オレの言いたい事を察したのか、職員の男は付け足した。
「あぁ、一応、現場に行く前に、研修あるから。初めてでも大丈夫」
「給料って、どれくらいですか?」
給料などの条件を選べる立場じゃないのは分かってる。
でも、重要な事だ。
金に苦しんでる身としては、厚かましくても無視できない。
職員は前屈みになり、声のトーンを落とした。
「日給、30万」
耳を疑った。
「月給では、なくて?」
「日給。研修期間中は安いんだ。それでも、日給は2万。一日ごとにね。週払いか、月払いか選べるから」
これが名前も知らない会社なら、絶対に疑ってる。
でも、国が運営しているもので、日給が高額ときたら、疑う人間はどれくらいいるだろう。
オレは疑えなかった。
「そ、そんなに、貰えるんですか?」
「ほら。

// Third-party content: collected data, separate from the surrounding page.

PR #8676, opened 2019-01-25
fix side-effects example, rebuild examples

hulkish:
I noticed current `examples/side-effects/README.md` that what is claimed is not what is shown in output. This pr aims to correct this.

fix example

N/A

No

N/A


hulkish:
@sokra I was thinking, shouldn't this already be covered with `--mode production` via webpack cli (which is used to generate examples).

最近、治安良くないでしょう? 収容所だって人が足りない。ぼくもねぇ。聞いた話の受け売りなんだけどぉ。国内外問わず、犯罪者の数が問題になってるみたいでね。国が取り組んでるらしいよ」
考える素振りをしてしまうが、心はとっくに決まっていた。
それだけ貰えるという事は、キツい仕事なんだろう。
もう妹には迷惑を掛けたくない。
同時に、オレは妹に楽をさせたいって気持ちもある。
何か、兄らしく物を買ってあげたい。
プレゼントだってしてあげたい。
「……その、プロジェクト。参加希望でお願いします」
妹だって、金がない苦しみ味わってるんだ。
頼むから、仕事をくれ。
楽にしてあげたい。
その一心で、オレは志願した。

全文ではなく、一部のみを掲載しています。